More recently, immunocytochemical stains have been used to distinguish between the different cell types (Table 1). In the rat, the epithelial cells are stainable by antisera to milk fat globule membrane (MFGM) (Warburton et al. 1982ɑ) and keratin monoclonal antibody (MAB) LE6l (Taylor-Papadimitriou et al. 1983). The myoepithelial cells can be stained by antisera to vimentin, actin, myosin (Dulbecco, 1982; Warburton et al. 1982ɑ), keratin MAB LP34 (Taylor-Papadimitriou et al. 1983; Warburton et al. 1987), and by the lectins Griffonia simplicifoliaΛ (GS-1) and pokeweed mitogen (Hughes, 1988). The basement membrane, which is probably synthesized at least in part by the myoepithelial cells, stains with antisera to laminin, type IV collagen and Thy-1 antigen (Dulbecco, 1982; Rudland et al. 1982; Warburton et al. 1982a; Monaghan et al. 1983). In the human gland, antisera (Heyderman et al. 1979) and MABs (Foster et al. 1982; Taylor-Papadimitriou et al. 1983) to MFGM are primarily against a single glycoprotein termed epithelial membrane antigen (EMA) (Ormerod et al. 1984; Mcllhinneyet al. 1985), whilst the two lectins (Hughes, 1988) and the antiserum to human keratin (Gusterson et al. 1982) fail to show any discriminatory staining. MAB LICR-LON-23.IO which recognizes basal cells of the skin and blood vessels (Gusterson et al. 1985) and MABs to the common acute lymphoblastic leukaemia antigen (CALLA) (Gusterson et al. 1986) preferentially recognize the human myoepithelial cells. The secretory alveolar cells from both species are characterized by being stainable by peanut lectin (Newman et al. 1979) and, during lactation, by antisera to their respective caseins (Rudland et al. 1983ɑ; Earl & Mcllhinney, 1985) (Table 1).
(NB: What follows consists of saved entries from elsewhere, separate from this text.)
PR #7920, opened 2025-10-23
Fix race condition in ProducerController when producer restarts with unconfirmed messages

Aaronontheweb:
## Summary
Fixes a race condition in `ProducerController` where the `ResendFirst` timer (1-second interval) was not being cancelled when a producer restarted, causing aggressive resends of old unconfirmed messages to race with newly sent messages from the restarted producer.

## Changes
- Added `Timers.Cancel(ResendFirst.Instance)` in `ProducerControllerImpl.ReceiveStart()` when the producer reference changes
- New messages from restarted producers now take priority over aggressive resends
- Unconfirmed messages are still preserved and will be redelivered via the parent controller's slower idle timeout (10s)
- Maintains at-least-once delivery semantics without aggressive 1-second retry behavior during producer restarts

## Root Cause
The test `ReliableDeliveryShardingSpec.ReliableDelivery_with_Sharding_must_allow_restart_of_producer` was flaky because:
1. Test sends msg-1 and msg-2 but doesn't confirm them
2. Child `ProducerController` starts a 1-second `ResendFirst` timer for msg-1
3. Producer "restarts" (new `Start` message with different producer reference)
4. Timer continues running because child actor doesn't restart
5. Timer fires ~1 second after msg-1, triggering resend
6. Resent msg-1 races with newly sent msg-3
7. Sometimes msg-1 arrives first → test fails (expected msg-3)

## Test Results
Verified with extensive testing:
- **Akka.Delivery tests**: 20 consecutive runs, 1,120 total tests, 0 failures
- **Akka.Cluster.Sharding.Delivery tests**: 20 consecutive runs (both .NET 4.8 and .NET 8.0), 480 total tests, 0 failures
- **Grand total**: 1,600 tests executed across 40 runs with 100% success rate

## Modified Files
- `src/core/Akka/Delivery/Internal/ProducerControllerImpl.cs`

### DIFF
--- a/src/core/Akka/Delivery/Internal/ProducerControllerImpl.cs
+++ b/src/core/Akka/Delivery/Internal/ProducerControllerImpl.cs
@@ -638,6 +638,12 @@ internal sealed class ProducerController<T> : ReceiveActor, IWithTimers
     {
         AssertLocalProducer(start.Producer);
         _log.Debug("Registering new producer [{0}], currentSeqNr [{1}]", start.Producer, CurrentState.CurrentSeqNr);
+
+        // Cancel aggressive resend timer on producer restart
+        // New messages from restarted producer should take priority over aggressive resends of old unconfirmed messages
+        // The parent ShardingProducerController's idle timeout will handle eventual redelivery if needed
+        Timers.Cancel(ResendFirst.Instance);
+
         if (CurrentState is { Requested: true, RemainingChunks.IsEmpty: true })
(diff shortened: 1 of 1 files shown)


Aaronontheweb:
Re-assessing this fix - analysis revealed that the change doesn't actually address the race condition in the sharding case because child ProducerControllers don't receive the second Start message. Need to reproduce the original issue and implement the correct fix.

PR #7939, opened 2025-11-24
Fix: Akka.Remote should not shutdown on invalid TLS traffic

### LINKED ISSUE #7938: Akka.Remote: When TLS is enabled, unexpected requests sent to the remoting port can cause the application to shut down
**Version Information**
Version of Akka.NET? 1.5.55
Which Akka.NET Modules? Akka.Remoting

**Describe the bug**
When TLS is enabled, a HTTP request sent to the Akka.Remote port will cause the app to shut down.

**To Reproduce**
1. Enable Akka.Remoting with mutual TLS & pinned certificate validation. (See screenshot for the exact config used).
2. Send a HTTP OPTIONS request to the Akka.Remote port. (e.g. with `curl -XGET https://localhost:5055`)
3. See the application shut down

**Expected behavior**
Application continues running, possibly logging the unhandled request on that port.

**Actual behavior**
Application shuts down.

**Screenshots**

Akka.Remoting config used:

Image

Example of logs from when a HTTP OPTIONS request is received & subsequent shutdown:

Image

Image

**Environment**
.NET 8
Kubernetes (Linux, amd64, kernel version 5.10.245-241.976.amzn2.x86_64)

**Additional context**
Akka.Remoting otherwise works perfectly - I am running 6 nodes in the cluster, and they are all able to communicate with each other using Akka.Remote with TLS.

Aaronontheweb:
## Summary
- Fixed issue where invalid traffic (like HTTP requests) hitting a TLS-enabled Akka.Remote port would cause the entire ActorSystem to shut down
- Server now rejects invalid connections gracefully without terminating
- Client-side TLS failures still trigger shutdown as expected for security

## Changes
- Modified `TcpTransport.UserEventTriggered()` to distinguish between client and server-side TLS failures
- Only client-side TLS handshake failures trigger `CoordinatedShutdown`
- Server-side failures just log a warning and close the connection

## Test Plan
- [x] Added test `Server_side_invalid_traffic_should_not_shutdown_server` to verify fix
- [x] Verified existing client-side TLS failure test still passes
- [x] Ran new test 20 times locally to ensure stability
- [x] All tests in `DotNettyTlsHandshakeFailureSpec` pass

Fixes #7938

### DIFF
--- a/src/core/Akka.Remote/Transport/DotNetty/TcpTransport.cs
+++ b/src/core/Akka.Remote/Transport/DotNetty/TcpTransport.cs
@@ -92,9 +92,20 @@ namespace Akka.Remote.Transport.DotNetty
                     context.Channel.LocalAddress, context.Channel.RemoteAddress,
                     context.Channel.Id, detailedError);
 
-                // Shutdown the ActorSystem on TLS handshake failure
-                var cs = CoordinatedShutdown.Get(Transport.System);
-                cs.Run(new TlsHandshakeFailureReason($"TLS handshake failed on channel [{context.Channel.LocalAddress}->{context.Channel.RemoteAddress}](Id={context.Channel.Id})"));
+                // Only shutdown the ActorSystem if this is a client-side failure
+                // Server-side failures (incoming connections) should just reject the connection
+                if (isClient)
+                {
+                    // Client-side: We initiated the connection and TLS failed - this is critical
+                    var cs = CoordinatedShutdown.Get(Transport.System);
+                    cs.Run(new TlsHandshakeFailureReason($"TLS handshake failed on outbound connection to [{context.Channel.RemoteAddress}]"));
+                }
+                else
+                {
+                    // Server-side: Someone connected to us with invalid TLS - just reject them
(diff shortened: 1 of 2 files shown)


src/core/Akka.Remote/Transport/DotNetty/TcpTransport.cs
```diff
@@ -92,9 +92,20 @@ public override void UserEventTriggered(IChannelHandlerContext context, object e
                     context.Channel.LocalAddress, context.Channel.RemoteAddress,
                     context.Channel.Id, detailedError);
 
-                // Shutdown the ActorSystem on TLS handshake failure
-                var cs = CoordinatedShutdown.Get(Transport.System);
-                cs.Run(new TlsHandshakeFailureReason($"TLS handshake failed on channel [{context.Channel.LocalAddress}->{context.Channel.RemoteAddress}](Id={context.Channel.Id})"));
+                // Only shutdown the ActorSystem if this is a client-side failure
+                // Server-side failures (incoming connections) should just reject the connection
+                if (isClient)
```
Aaronontheweb, line 97: Fix is simple - just don't shut the server down when clients with invalid certs connect

Arkatufus (approved):
LGTM

PR #366, opened 2022-11-03
Bindings selection patches for capture workflows.

kiahna-tucker:
## Changes

1. Restrict the list of available collections in the capture create workflow to discovered collections.

1. Remove discovered collections that have been explicitly removed by the user from the `draft_specs` table in the success handler of the discover subscription.

1. Remove the empty endpoint config form data check for the capture edit workflow.

## Tests

Only manual testing was performed. Currently, I am unable to _install_ any connectors outside of the defaults in my local environment. I created a couple mock scenarios to evaluate the third _feature_ in the list in the section above. It went smoothly, but I would prefer for this connector to be tested explicitly if possible.


travjenkins (approved):
lgtm

PR #367, opened 2022-11-04
prod: Prevent duplication in the available collections list

kiahna-tucker:
## Changes

Updated the logic which calculates the options for the list of available collections so that the array of existing collections is explicitly pruned, removing any existing collection that has a discovered counterpart.

## Tests

Only manual testing was performed. I ran through all of the capture and materialization workflows, evaluating the list of available collections after taking actions on the form. For captures, taking special note to monitor the list of available collections after subsequent discoveries.


travjenkins (approved):
lgtm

The development of the mammary parenchyma takes place predominantly after birth, but prior to puberty (Myers, 1919; Dawson, 1934), by the lengthening and branching of primative ducts within the mammary fat pad. During this period of growth, the ducts terminate in globular structures called terminal end buds in rats (TEBs), which contain most of the dividing parenchymal cells (Dawson, 1934; Russo et al. 1982). The number of globular structures reaches a maximum in rats of about 20 days old (Russo et al. 1982), and in humans of about 13 years old (Dawson, 1934) (Fig. 1A). Thereafter the number rapidly declines as the globular structures differentiate to terminal ducts and alveolar buds in rats (Russo & Russo, 1978) or to terminal ductal alveolar units (TDLUs) in humans (Dawson, 1934) (Fig. IB). The alveolar buds and TDLUs are the direct precursors of the secretory alveoli. In rats the TEBs and to a lesser extent the alveolar buds consist of a heterogeneous collection of cells which show a gradation in ultrastructural and immunocytochemical-staining characteristics towards the epithelial cells on the one hand, and to the myoepithelial cells of the subtending duct on the other hand (Williams & Daniel, 1983; Ormerod & Rudland, 1984). Some of the terminal structures in humans also show some evidence for similar morphological gradations (Stirling & Chandler, 1976; Smith et al. 1984; Rudland& Hughes, 1989). Thus some evidence exists in vivo relating epithelial cells to myoepithelial cells on the one hand and to alveolar cells on the other hand, although this evidence is stronger in the rat than in the human at present.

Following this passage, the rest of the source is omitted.